* **PROBLEM TO SOLVE**:
From the records, pick out and copy each line containing "text".
(RECORDS FOR PROCESSING Opens)
PR #5191, opened 2020-03-16
`<Button />` - ellipsed text

frontned:
### 🔦 Summary

Make Button text ellipsed when it is too long.

### ✅ Checklist

- 📚 Change is documented
  - [X] Story
  - [ ] API description
  - [ ] Cheatsheet
  - [ ] Other (explain)
- 🔬 Change is tested
  - [ ] Component
  - [ ] Visual test

### DIFF
--- a/src/Button/Button.js
+++ b/src/Button/Button.js
@@ -2,6 +2,7 @@ import React, { PureComponent } from 'react';
 import { ButtonNext } from 'wix-ui-core/dist/src/components/button-next';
(RECORDS FOR PROCESSING Closes)
* **WRITTEN SOLUTION**:
`<Button />` - ellipsed text
Make Button text ellipsed when it is too long.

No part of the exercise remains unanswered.